### TASK TO CARRY OUT
Give every entry again, exactly.

───── EXERCISE MATERIAL

PR #8504, opened 2026-04-16
feat(w-m): Track Azure rate limiting errors

lotas:
Exposes two new metrics and logs with detailed information about ocurred rate limiting errors

Fixes: #8497

PR #8684, opened 2026-05-27
feat(w-m): add Azure ARM deployment error metrics

jwmossmoz:
Exposes a new worker-manager Azure Prometheus counter for ARM deployment creation failures and failed deployment operations.

The new `worker_manager_azure_arm_deployment_errors_total` metric increments once for each failed ARM deployment creation or failed deployment operation. It includes labels for `providerId`, `workerPoolId`, `workerGroup`, Azure error code/state details, target resource type, VM size, and priority so deployers can chart which pools, regions, VM sizes, and Azure error codes are producing ARM deployment failures in Yardstick/Grafana.

Follows the Azure observability shape from #8504.

## Testing

- [x] `git diff --check`
- [x] `NODE24_BIN_DIR=$(dirname "$(npx -y -p node@24.16.0 which node)") && PATH="$NODE24_BIN_DIR:$PATH" TEST_DB_URL=postgresql://postgres@localhost:5432/taskcluster-test yarn generate`
- [x] `NODE24_BIN_DIR=$(dirname "$(npx -y -p node@24.16.0 which node)") && PATH="$NODE24_BIN_DIR:$PATH" yarn workspace @taskcluster/worker-manager exec eslint src/providers/azure/index.js src/monitor.js test/provider_azure_test.js`
- [x] `NODE24_BIN_DIR=$(dirname "$(npx -y -p node@24.16.0 which node)") && PATH="$NODE24_BIN_DIR:$PATH" TEST_DB_URL=postgresql://postgres@localhost:5432/taskcluster-test yarn workspace @taskcluster/worker-manager exec mocha test/provider_azure_test.js --grep "records metric when ARM deployment creation fails|reports worker-pool error when ARM deployment fails"` - 2 passing
- [x] `NODE24_BIN_DIR=$(dirname "$(npx -y -p node@24.16.0 which node)") && PATH="$NODE24_BIN_DIR:$PATH" TEST_DB_URL=postgresql://postgres@localhost:5432/taskcluster-test yarn workspace @taskcluster/worker-manager exec mocha test/provider_azure_test.js` - 148 passing

### DIFF
--- a/services/worker-manager/src/monitor.js
+++ b/services/worker-manager/src/monitor.js
@@ -545,6 +545,27 @@ MonitorManager.registerMetric('azureThrottleCount', {
   registers: ['provision', 'scan'],
 });
 
+MonitorManager.registerMetric('azureArmDeploymentError', {
+  name: 'worker_manager_azure_arm_deployment_errors_total',
+  type: 'counter',
+  title: 'Azure ARM deployment errors',
+  description: 'Count of Azure ARM deployment creation failures and failed deployment operations by worker pool, location, and Azure error details',
+  labels: {
+    providerId: 'ID of the provider',
+    workerPoolId: 'The worker pool ID',
+    workerGroup: 'Worker group (region/zone/location)',
+    errorKind: 'Worker-manager error kind',
+    errorCode: 'Azure error code',
+    statusCode: 'Operation status code from the resource provider',
+    provisioningState: 'Azure provisioning state',
+    provisioningOperation: 'Azure provisioning operation',
+    targetResourceType: 'Azure target resource type',
+    vmSize: 'Azure VM size',
+    priority: 'Azure VM priority',
+  },
+  registers: ['provision', 'scan'],
+});
+
 MonitorManager.registerMetric('azureRateLimitRemaining', {
   name: 'worker_manager_azure_ratelimit_remaining',
   type: 'gauge',
--- a/services/worker-manager/src/providers/azure/index.js
+++ b/services/worker-manager/src/providers/azure/index.js
@@ -49,6 +49,8 @@ const InstanceStates = {
 const failProvisioningStates = new Set(['Failed', 'Deleting', 'Canceled', 'Deallocating']);
 
 const DEPLOYMENT_METHOD_ARM = 'arm-template';
+const UNKNOWN_METRIC_LABEL = 'unknown';
+const MAX_METRIC_LABEL_LENGTH = 200;
 const maxInstanceView404Streak = 2;
 // Per Azure Certificate Authority details, these are the HTTP AIA hosts
 // clients may need to reach for Azure certificate chain building.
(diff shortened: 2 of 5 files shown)


services/worker-manager/src/providers/azure/index.js
```diff
@@ -92,6 +94,81 @@ export function isAllowedAiaLocation(location) {
...
+    }
+
+    if (Array.isArray(current.details) && current.details.length > 0) {
+      queue.push(...current.details);
+    } else if (current.code || current.message || current.target) {
+      errors.push(current);
+    }
+  }
+
+  return errors.length > 0 ? errors : [{}];
```
lotas: this is probably incorrect to return empty object here `[{}]`
Or is it intended to force `azureArmDeploymentError` metric without the error?

jwmossmoz: > this is probably incorrect to return empty object here `[{}]` Or is it intended to force `azureArmDeploymentError` metric without the error?

Ah, the intent was to fallback to a top-level error or unknown. I updated the code!

services/worker-manager/src/monitor.js
```diff
@@ -545,6 +545,29 @@ MonitorManager.registerMetric('azureThrottleCount', {
   registers: ['provision', 'scan'],
 });
 
+MonitorManager.registerMetric('azureArmDeploymentError', {
+  name: 'worker_manager_azure_arm_deployment_errors_total',
+  type: 'counter',
+  title: 'Azure ARM deployment errors',
+  description: 'Count of Azure ARM deployment failures by worker pool, location, and Azure error details',
+  labels: {
```
lotas, line 553: I think we need to possibly reduce some of those.

[Prometheus docs](https://prometheus.io/docs/practices/naming/) warn that:
```
CAUTION: Remember that every unique combination of key-value label pairs represents a new time series, which can dramatically increase the amount of data stored. Do not use labels to store dimensions with high cardinality (many different label values), such as user IDs, email addresses, or other unbounded sets of values.
```

And some of those are possibly unbounded and belong to the logs instead.

services/worker-manager/src/providers/azure/index.js
```diff
@@ -92,6 +94,81 @@ export function isAllowedAiaLocation(location) {
...
+    error?.response?.parsedBody?.error,
+    error?.parsedBody?.error,
+    error?.body?.error,
+    error?.error,
+    error,
+  ];
+  const seen = new Set();
+  const errors = [];
+
+  while (queue.length > 0) {
```
lotas, line 136: this method probably deserves some unit-test to see what happens. Besides, if there are several errors nested under single failure this would produce several errors, that would increment counter more than once for a single failed arm deployment. If that's okay, we can ignore it

jwmossmoz: Good catch, fixing this!

lotas:
@jwmossmoz I think I missed that this PR was updated since I last reviewed it. Can you please run `yarn generate` to make tests happy?

lotas (approved):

──────────

### ANSWER SECTION
PR #8504, opened 2026-04-16
feat(w-m): Track Azure rate limiting errors

lotas:
Exposes two new metrics and logs with detailed information about ocurred rate limiting errors

Fixes: #8497

PR #8684, opened 2026-05-27
feat(w-m): add Azure ARM deployment error metrics

jwmossmoz:
Exposes a new worker-manager Azure Prometheus counter for ARM deployment creation failures and failed deployment operations.

The new `worker_manager_azure_arm_deployment_errors_total` metric increments once for each failed ARM deployment creation or failed deployment operation. It includes labels for `providerId`, `workerPoolId`, `workerGroup`, Azure error code/state details, target resource type, VM size, and priority so deployers can chart which pools, regions, VM sizes, and Azure error codes are producing ARM deployment failures in Yardstick/Grafana.

Follows the Azure observability shape from #8504.

## Testing

- [x] `git diff --check`
- [x] `NODE24_BIN_DIR=$(dirname "$(npx -y -p node@24.16.0 which node)") && PATH="$NODE24_BIN_DIR:$PATH" TEST_DB_URL=postgresql://postgres@localhost:5432/taskcluster-test yarn generate`
- [x] `NODE24_BIN_DIR=$(dirname "$(npx -y -p node@24.16.0 which node)") && PATH="$NODE24_BIN_DIR:$PATH" yarn workspace @taskcluster/worker-manager exec eslint src/providers/azure/index.js src/monitor.js test/provider_azure_test.js`
- [x] `NODE24_BIN_DIR=$(dirname "$(npx -y -p node@24.16.0 which node)") && PATH="$NODE24_BIN_DIR:$PATH" TEST_DB_URL=postgresql://postgres@localhost:5432/taskcluster-test yarn workspace @taskcluster/worker-manager exec mocha test/provider_azure_test.js --grep "records metric when ARM deployment creation fails|reports worker-pool error when ARM deployment fails"` - 2 passing
- [x] `NODE24_BIN_DIR=$(dirname "$(npx -y -p node@24.16.0 which node)") && PATH="$NODE24_BIN_DIR:$PATH" TEST_DB_URL=postgresql://postgres@localhost:5432/taskcluster-test yarn workspace @taskcluster/worker-manager exec mocha test/provider_azure_test.js` - 148 passing

### DIFF
--- a/services/worker-manager/src/monitor.js
+++ b/services/worker-manager/src/monitor.js
@@ -545,6 +545,27 @@ MonitorManager.registerMetric('azureThrottleCount', {
   registers: ['provision', 'scan'],
 });
 
+MonitorManager.registerMetric('azureArmDeploymentError', {
+  name: 'worker_manager_azure_arm_deployment_errors_total',
+  type: 'counter',
+  title: 'Azure ARM deployment errors',
+  description: 'Count of Azure ARM deployment creation failures and failed deployment operations by worker pool, location, and Azure error details',
+  labels: {
+    providerId: 'ID of the provider',
+    workerPoolId: 'The worker pool ID',
+    workerGroup: 'Worker group (region/zone/location)',
+    errorKind: 'Worker-manager error kind',
+    errorCode: 'Azure error code',
+    statusCode: 'Operation status code from the resource provider',
+    provisioningState: 'Azure provisioning state',
+    provisioningOperation: 'Azure provisioning operation',
+    targetResourceType: 'Azure target resource type',
+    vmSize: 'Azure VM size',
+    priority: 'Azure VM priority',
+  },
+  registers: ['provision', 'scan'],
+});
+
 MonitorManager.registerMetric('azureRateLimitRemaining', {
   name: 'worker_manager_azure_ratelimit_remaining',
   type: 'gauge',
--- a/services/worker-manager/src/providers/azure/index.js
+++ b/services/worker-manager/src/providers/azure/index.js
@@ -49,6 +49,8 @@ const InstanceStates = {
 const failProvisioningStates = new Set(['Failed', 'Deleting', 'Canceled', 'Deallocating']);
 
 const DEPLOYMENT_METHOD_ARM = 'arm-template';
+const UNKNOWN_METRIC_LABEL = 'unknown';
+const MAX_METRIC_LABEL_LENGTH = 200;
 const maxInstanceView404Streak = 2;
 // Per Azure Certificate Authority details, these are the HTTP AIA hosts
 // clients may need to reach for Azure certificate chain building.
(diff shortened: 2 of 5 files shown)


services/worker-manager/src/providers/azure/index.js
```diff
@@ -92,6 +94,81 @@ export function isAllowedAiaLocation(location) {
...
+    }
+
+    if (Array.isArray(current.details) && current.details.length > 0) {
+      queue.push(...current.details);
+    } else if (current.code || current.message || current.target) {
+      errors.push(current);
+    }
+  }
+
+  return errors.length > 0 ? errors : [{}];
```
lotas: this is probably incorrect to return empty object here `[{}]`
Or is it intended to force `azureArmDeploymentError` metric without the error?

jwmossmoz: > this is probably incorrect to return empty object here `[{}]` Or is it intended to force `azureArmDeploymentError` metric without the error?

Ah, the intent was to fallback to a top-level error or unknown. I updated the code!

services/worker-manager/src/monitor.js
```diff
@@ -545,6 +545,29 @@ MonitorManager.registerMetric('azureThrottleCount', {
   registers: ['provision', 'scan'],
 });
 
+MonitorManager.registerMetric('azureArmDeploymentError', {
+  name: 'worker_manager_azure_arm_deployment_errors_total',
+  type: 'counter',
+  title: 'Azure ARM deployment errors',
+  description: 'Count of Azure ARM deployment failures by worker pool, location, and Azure error details',
+  labels: {
```
lotas, line 553: I think we need to possibly reduce some of those.

[Prometheus docs](https://prometheus.io/docs/practices/naming/) warn that:
```
CAUTION: Remember that every unique combination of key-value label pairs represents a new time series, which can dramatically increase the amount of data stored. Do not use labels to store dimensions with high cardinality (many different label values), such as user IDs, email addresses, or other unbounded sets of values.
```

And some of those are possibly unbounded and belong to the logs instead.

services/worker-manager/src/providers/azure/index.js
```diff
@@ -92,6 +94,81 @@ export function isAllowedAiaLocation(location) {
...
+    error?.response?.parsedBody?.error,
+    error?.parsedBody?.error,
+    error?.body?.error,
+    error?.error,
+    error,
+  ];
+  const seen = new Set();
+  const errors = [];
+
+  while (queue.length > 0) {
```
lotas, line 136: this method probably deserves some unit-test to see what happens. Besides, if there are several errors nested under single failure this would produce several errors, that would increment counter more than once for a single failed arm deployment. If that's okay, we can ignore it

jwmossmoz: Good catch, fixing this!

lotas:
@jwmossmoz I think I missed that this PR was updated since I last reviewed it. Can you please run `yarn generate` to make tests happy?

lotas (approved):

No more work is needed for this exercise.